*TASK BRIEF*.
Would you show every line from the records that holds "reporting"?
——
PR #883, opened 2019-10-20
Revert "Update velocity to 2.1"

damianszczepanik:
Reverts damianszczepanik/cucumber-reporting#881

### DIFF
--- a/pom.xml
+++ b/pom.xml
@@ -74,7 +74,7 @@
             <id>release-sign-artifacts</id>
             <activation>
                 <property>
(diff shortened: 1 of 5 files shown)


damianszczepanik:
@embee1981 I have to revert #881 because there are some problems with Jenkins plugin which I need to consider and fix and till that time I don't want to block new releases.

damianszczepanik:
Changes have been already released as cucumber-reporting-4.11.0 so you can use this release for now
——
*EXERCISE ANSWER*.
Reverts damianszczepanik/cucumber-reporting#881
Changes have been already released as cucumber-reporting-4.11.0 so you can use this release for now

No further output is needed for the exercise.